A voice was raised in a shout. ‘Oi! You there!’ A man was approaching from the direction of the clubhouse. ‘What do you think you’re doing?’ he demanded loudly, so that by the time he reached us people were watching. I guessed, from the broom he was brandishing, that this was the groundsman. ‘You can’t just come here and dump this dirt all over my courts.’

Pa said weakly, ‘These ashes are Mervyn Rasmussen’s.’ He hesitated. ‘He’s a member here, like me. He came here a lot, you’d know him if you saw him.’ Pa clumsily hunched his back in an attempt to trigger a memory in the groundsman.

‘I don’t care who you are,’ the groundsman said, ‘and I don’t care who this rubbish is.’ He began sweeping up the ashes towards the drainage ditch at the side of the court. ‘This is my court and you don’t put nothing on it, not without special permission’

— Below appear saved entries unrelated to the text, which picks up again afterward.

PR #6045, opened 2026-08-05
fix(catalog): preserve caller identity during registration

### LINKED ISSUE #6036: [BUG]: catalog registration creates gateways without caller identity (owner_email=None, created_by="system")
## Summary

`catalog_service.register_catalog_server` creates a gateway without any caller identity. It builds a `GatewayCreate` and calls `self._gateway_service.register_gateway(...)` with no user context, so the resulting gateway row gets no `owner_email`, no `team_id`, and platform-default creation metadata rather than the caller's.

The canonical gateway creation path does the opposite: `POST /v1/gateways` derives owner/team/metadata from the authenticated principal via `MetadataCapture.extract_creation_metadata` before persisting.

## Why it matters now

Until recently this path was admin-only (`POST /admin/mcp-registry/{server_id}/register`), so the missing attribution was mostly a bookkeeping gap. #5974 adds a non-admin equivalent (`POST /v1/catalog/{catalog_id}/register`), which widens the exposure: a non-admin caller with the required permissions can now create a federated gateway that no team owns and no user is recorded as having created. That affects:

Pa said, ‘Please, don’t, listen— ’

Billy Rasmussen moved forward and snatched the groundsman’s collar with his left hand and his wrist with the other hand, forcing him to drop the broom. ‘Billy!’ Mrs Rasmussen cried, ‘don’t!’ Billy lifted the groundsman’s small frame into the air, carried him forward and then threw him down hard beyond the doubles tramlines. Then he stepped towards the remains of his father and, knee-deep in a cloud of dirt, furiously kicked and stamped at the ash-heap until it had irrevocably scattered and petered out. ‘Are you happy now?’ Billy shouted at the groundsman. ‘Is this what you want?’